The television news industry and the KSL family are mourning the loss of a true legend. Dick Nourse, the beloved anchorman, left us at 83, leaving behind a remarkable legacy.
From his first appearance in 1964 until his final broadcast in 2007, Nourse became the trusted voice of KSL 5 News, captivating viewers for an incredible 43 years.
Born in 1940 in Grand Junction, Colorado, Nourse possessed a combination of striking looks, intelligence, and, of course, that golden voice. He kickstarted his broadcasting career in radio at KRAX, serving western Colorado and eastern Utah.
In 1964, fate intervened during a visit to his brother in Salt Lake City. KSL offered Nourse a position, diverting him from a planned job in Sacramento. Little did he know that this lucky decision would shape his future and solidify his broadcasting icon position.
After a year as a solo news anchor, KSL brought together Nourse, weatherman Bob Welti, and sportscaster Paul James from Channel 4, creating one of history’s most enduring and popular anchor teams.
The promotion of this dynamic trio was relentless. “The most looked-forward to new program. It’s the No. 1 Channel 5 news with Nourse, Welti, and James. In color, weeknights at 6 and 10 p.m. The No. 1 reason why more people turn to Broadcast House and Channel 5!”
Throughout his career, Nourse worked alongside esteemed colleagues such as Bruce Lindsay, Shelley Thomas, Carole Mikita, Ruth Todd, and Deanie Wimmer. Mark Eubank and later Kevin Eubank handled the weather. At the same time, Jim Nantz, Craig Bolerjack, and Tom Kirkland joined him in delivering sports news.

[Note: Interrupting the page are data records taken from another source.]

PR #5185, opened 2022-01-19
Look at id if owner has no name for streams

Hoxbro:
This caused a problem when multiple widgets did not have names and would therefore only update the last widget with no name. The problem is seen in https://github.com/holoviz/hvplot/issues/697#issuecomment-1013895746.

### DIFF
--- a/holoviews/streams.py
+++ b/holoviews/streams.py
@@ -768,7 +768,7 @@ class Params(Stream):
         for p in self.parameters:
             pkey = (p.owner, p.name)
             pname = self._rename.get(pkey, p.name)
-            key = ' '.join([str(id(p)), pname])
+            key = ' '.join([str(id(p.owner)), pname])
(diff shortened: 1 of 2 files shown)


holoviews/streams.py
```diff
@@ -768,7 +768,7 @@ def hashkey(self):
         for p in self.parameters:
             pkey = (p.owner, p.name)
             pname = self._rename.get(pkey, p.name)
-            key = ' '.join([p.owner.name, pname])
+            key = ' '.join([p.owner.name or str(id(p)), pname])
```
Hoxbro, line 771: This does not fix when the names are the same. Should the key just be `str(id(p))` or something similar?

philippjfr: Honestly, yes, that's probably preferable.

philippjfr:
Thanks @Hoxbro!

PR #5188, opened 2022-01-20
refactoring code with truth value test 

zjzh:
refactoring code with truth value test which is more pythonic, concise, readable and efficient; how do think this change which has practical value？


jbednar:
Thanks for the suggestion! However, layer_number is explicitly a numeric value (obtained from `range()`), and so I think it's clearer to test only numeric values, to convey that more clearly.  Testing as a truth value I'd think is less clear in this case.

PR #5197, opened 2022-01-28
use Renderer's center property for HoloViews pane

stas-sl:
Hi, I noticed that there are 2 places where HoloViewsPane is instantiated: in one case its center property is set using Renderer's center property, in another it is set to always = True, not sure if this is intended behavior, but I assume this should be fixed, as currently you need to wrap you plot into panel manually if you don't want to center it, which is a bit inconvenient.


philippjfr:
Thanks @stas-sl!

stas-sl:
Oops 😳, now it should be better

stas-sl:
Hmm, I'm not sure now how the error could be caused by my changes, but if so, probably it is more complicated than I thought...

PR #5200, opened 2022-02-03
Fix xaxis/yaxis options with Matplotlib 

maximlt:
Fixes a bug introduced in https://github.com/holoviz/holoviews/pull/5152 and adds a test that would have caught it.


jlstevens:
Easily done and hard to track down after. Thanks for the fix!

jlstevens:
All tests are green. Merging!

PR #5201, opened 2022-02-03
Clean-up the CI and add Python 3.9 and maybe 3.10

maximlt:
- [x] Check the warnings


maximlt:
`ibis-framework` cannot be installed with `conda-forge`. They've recently published conda packages dedicated to each backend such as `ibis-sqlite` which solves this issue. However they're only available for ibis >= 2 while Holoviews code only supports ibis < 2. This hasn't be realized before since the channel used in CI was defaults where newer versions of ibis aren't yet available.

jlstevens:
Ready to merge?

PR #5203, opened 2022-02-07
Fix overlay of two-level categorical plots and HLine

philippjfr:
Previously `np.concatenate` would error in various scenarios when overlaying a two-level categorical plot with a plot that had no categories.


jlstevens:
All tests are green except for 3.6 and 3.8 on macos. As these are slow and 3.7 is green, I'll go ahead and merge.

PR #5208, opened 2022-02-15
Allow lower dimensional views on arbitrary dimensioned elements

philippjfr:
Recent enforcement of the dimensionality of gridded data when passed to an element has caused some issues. In particular it is technically valid to create elements which support arbitrary dimensionality to be given a higher dimensional array but only express indexes only for a subset of those dimensions. Reasons you might want to do this:

1) You want to aggregate the array along the non-declared dimensions
2) The element itself aggregates the data during the plotting step (e.g. stats plots like box-whisker and violin)

Fixes current errors in the doc build.

Fixes https://github.com/holoviz/hvplot/issues/698

### DIFF
--- a/holoviews/core/data/grid.py
+++ b/holoviews/core/data/grid.py
@@ -329,7 +329,10 @@ class GridInterface(DictInterface):
         dropped = [dims.index(d) for d in dims
                    if d not in dataset.kdims+virtual_coords]
         if dropped:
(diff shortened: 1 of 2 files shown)


jlstevens:
Not all the tests have passed yet but at least one test has passed per platform/python version. The test suite will be run again fully for the 1.14.8 hotfix release anyway and on master. Merging!

PR #5209, opened 2022-02-15
Fix escaping of HTML on Div element

philippjfr:
The `HTML` model in Panel has required the HTML text to be escaped for **a long time**.


jlstevens:
All platforms and python versions have at least one test passing. Merging.

PR #5215, opened 2022-02-21
Added missing packaging.version

Hoxbro:
I was wondering if the rename of Version to LooseVersion should be removed, as I think it confuses more than it helps.

### DIFF
--- a/holoviews/plotting/bokeh/stats.py
+++ b/holoviews/plotting/bokeh/stats.py
@@ -309,7 +309,7 @@ class BoxWhiskerPlot(CompositeElementPlot, ColorbarPlot, LegendPlot):
             factors = list(unique_iterator(factors))
 
         if self.show_legend:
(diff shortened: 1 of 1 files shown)


holoviews/plotting/bokeh/stats.py
```diff
@@ -309,7 +309,7 @@ def get_data(self, element, ranges, style):
             factors = list(unique_iterator(factors))
 
         if self.show_legend:
-            legend_prop = 'legend_field' if bokeh_version >= '1.3.5' else 'legend'
+            legend_prop = 'legend_field' if bokeh_version >= LooseVersion('1.3.5') else 'legend'
```
jlstevens, line 312: Well caught! I thought I had replaced all of these but seems I missed this one :-(

jlstevens:
Some tests timed out but the rest passed. Merging and thanks for the PR!

PR #5216, opened 2022-02-21
Don't load any html in the notebook when no logo is required

maximlt:
This avoids calling `publish_display_data` in a notebook when calling `hv.extension()` with `logo=False` because unfortunately in JupyterLab each call to `publish_display_data` ends up adding an empty line.

The call to `publish_display_data` loads HTML from the `load_notebook.html` template which only contains the logos base64 encoded. So it seems safe to avoid loading this HTML when no logo is required.

### DIFF
--- a/holoviews/ipython/__init__.py
+++ b/holoviews/ipython/__init__.py
@@ -195,7 +195,7 @@ class notebook_extension(extension):
 
         # Create a message for the logo (if shown)
         if not same_cell_execution and p.logo:
-            self.load_hvjs(logo=p.logo,
+            self.load_logo(logo=p.logo,
                            bokeh_logo=  p.logo and ('bokeh' in resources),
                            mpl_logo=    p.logo and (('matplotlib' in resources)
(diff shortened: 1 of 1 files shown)


maximlt:
Two checks were cancelled because they timed out after 1hr. Looking forward to the new libmamba solver to speed things up, and maybe the caching Mridul has started to implement in hvPlot.

holoviews/ipython/__init__.py
```diff
@@ -194,7 +194,7 @@ def __call__(self, *args, **params):
                                                   "hv-extension-comm")
 
         # Create a message for the logo (if shown)
-        if not same_cell_execution:
+        if not same_cell_execution and p.logo:
             self.load_hvjs(logo=p.logo,
```
jlstevens, line 198: Given that panel handles the JS now, I guess this is now misnamed (an artifact of history). Could you double check it is only used to load HTML and if so, rename it to `self.load_extension_html` (or similar)?

PR #5349, opened 2022-07-05
Version 1.15.0

jlstevens:
This PR is still WIP and will update the CHANGELOG and releases.rst for the upcoming 1.15.0 release.

- [x] There are still a few outstanding PRs I need to review before the list of complete
- [x] There are some new PRs merged since this set of PRs was computed that also need review.
- [x] Update `releases.rst`

PR #5350, opened 2022-07-07
Added final CHANGELOG entry for 1.15.0 release

jlstevens:
Addresses final comment in https://github.com/holoviz/holoviews/pull/5349 regarding the need for an entry in the compatibility section to inform users of changes to the Sankey algorithm.


jlstevens:
I think that is it! Going to merge and tag the release.

PR #5390, opened 2022-08-13
Add support for stepwise Area plots

j-svensmark:
Add support for the `step` option of the matplotlib `fill_between` method.
https://matplotlib.org/stable/api/_as_gen/matplotlib.axes.Axes.fill_between.html


philippjfr:
Thanks @j-svensmark!

PR #5397, opened 2022-08-18
Fix polar limits

### LINKED ISSUE #5396: Scatter polar projection main plot disappears when theta above 5.3 radians
hv version '1.14.9'

```
        
IPython          : 8.2.0
        ipykernel        : 6.13.0
        ipywidgets       : 7.7.0
        jupyter_client   : 7.2.2
        jupyter_core     : 4.9.2
        jupyter_server   : not installed
        jupyterlab       : not installed
        nbclient         : 0.6.0
        nbconvert        : 6.5.0
        nbformat         : 5.3.0
        notebook         : 6.4.11
        qtconsole        : 5.3.0
        traitlets        : 5.1.1
```

Chrome Version 104.0.5112.81 (Official Build) (64-bit)

 I am having trouble with the display of polar Scatter when the values go above 5.3 radians. Most of the plot disappears.

```
hv.extension('matplotlib')

theta = np.arange(0, 5.4, 0.1)

r = np.ones(len(theta))

scatter = hv.Scatter((theta, r), 'theta', 'r')
scatter.options(projection='polar', show_grid=True)

```

image

If you reduce the radian value then it is okay

```
hv.extension('matplotlib')

theta = np.arange(0, 5.3, 0.1)

r = np.ones(len(theta))

scatter = hv.Scatter((theta, r), 'theta', 'r')
scatter.options(projection='polar', show_grid=True)
```
image

Hoxbro:
Fixes #5396 

image

### DIFF
--- a/holoviews/plotting/mpl/element.py
+++ b/holoviews/plotting/mpl/element.py
@@ -336,6 +336,10 @@ class ElementPlot(GenericElementPlot, MPLPlot):
                     axis.set_zlim(bottom=zmin)
                 if valid_lim(zmax):
                     axis.set_zlim(top=zmax)
+        elif isinstance(self.projection, str) and self.projection == "polar":
+            _, b, _, t = coords
+            l = 0
+            r = 2 * np.pi
         else:
             l, b, r, t = coords
 
--- a/holoviews/tests/plotting/matplotlib/test_elementplot.py
+++ b/holoviews/tests/plotting/matplotlib/test_elementplot.py
@@ -7,6 +7,8 @@ from holoviews.streams import Stream
 from .test_plot import TestMPLPlot, mpl_renderer
 
 from matplotlib.ticker import FormatStrFormatter, FuncFormatter, PercentFormatter
+from matplotlib.projections import PolarAxes
+
 
 class TestElementPlot(TestMPLPlot):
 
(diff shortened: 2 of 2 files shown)


jlstevens:
Thanks for the quick fix!

The diff looks fine to me and the additional unit test gives me confidence. Could you explain why this bug manifested itself for the scatter element but not for a curve? And why did it seem to work up to a certain angle? I'm guessing the polar axis wasn't being defined for a full circle.

Why would the polar axes be ok for one element and not another?

Once my curiosity is satisfied, I am happy to merge. :-)

Hoxbro:
I don't think any of the plots worked there was always a slice missing. 

https://github.com/holoviz/holoviews/blob/4c118b3c44ccdc33ac6130122c0290957f25d30b/holoviews/plotting/mpl/element.py#L321
Returns the following for the three examples in #5396: 
```
a = [-0.53, -0.2, 5.83, 2.2]
b = [-0.52, -0.2, 5.72 2.2]
c = [0.0, -0.2, 5.3, 2.2]
```
So the reason why the Curve plot is fine is that the `extents` is not padded. 

Then somewhere, a round-trip of going from coordinates back to radians is done, which can be faked with something like this `np.arcsin(np.sin(x)))` which for `a` gives `l=-0.53` and `r=-0.45`, which gives the small slice.  For `b` we get  `l=-0.52` and `r=-0.56`, which gives the almost full circle. 

I hope this satisfies your curiosity.

jlstevens:
> I hope this satisfies your curiosity.

Yes thanks. merging!

PR #5413, opened 2022-08-30
Fixed declaration of Scatter as Selection1DExpr

jlstevens:
The semantics of chart elements means they should all be `Selection1DExpr`: `Points` is the appropriate, corresponding 2D element.

### DIFF
--- a/holoviews/element/chart.py
+++ b/holoviews/element/chart.py
@@ -5,7 +5,7 @@ from ..core import util
 from ..core import Dimension, Dataset, Element2D, NdOverlay, Overlay
 from ..core.dimension import process_dimensions
 from .geom import Rectangles, Points, VectorField # noqa: backward compatible import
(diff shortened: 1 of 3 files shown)


jlstevens:
I do want this in the upcoming minor release - I'm sure the change here is the semantically correct thing to do so I'll need to update the tests accordingly.

jlstevens:
I've now updated the unit tests though I am a little suspicious of some of them...

For instance, it looks like I can comment out `invert_xaxis=True` and `invert_yaxis=True` in the `test_selection_expr_stream_invert_xaxis_yaxis` test [here](https://github.com/holoviz/holoviews/blob/master/holoviews/tests/test_streams.py#L1185) and the test still passes! 

Do you agree that something is off @philippjfr ?

jlstevens:
Tests have now passed. @philippjfr please merge if it looks good to you.

philippjfr:
Looks good.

Throughout his 43-year tenure, Nourse anchored a staggering estimate of more than 20,000 newscasts, becoming a familiar and comforting presence in households across the region.
His career was marked by significant news events, including his coverage of a plane crash on November 11, 1965. Nourse distinguished himself further by being the sole Utah television reporter to travel to Vietnam during the war. He returned in 1997 to gain insight into the Vietnamese perspective on Americans and their involvement in the conflict.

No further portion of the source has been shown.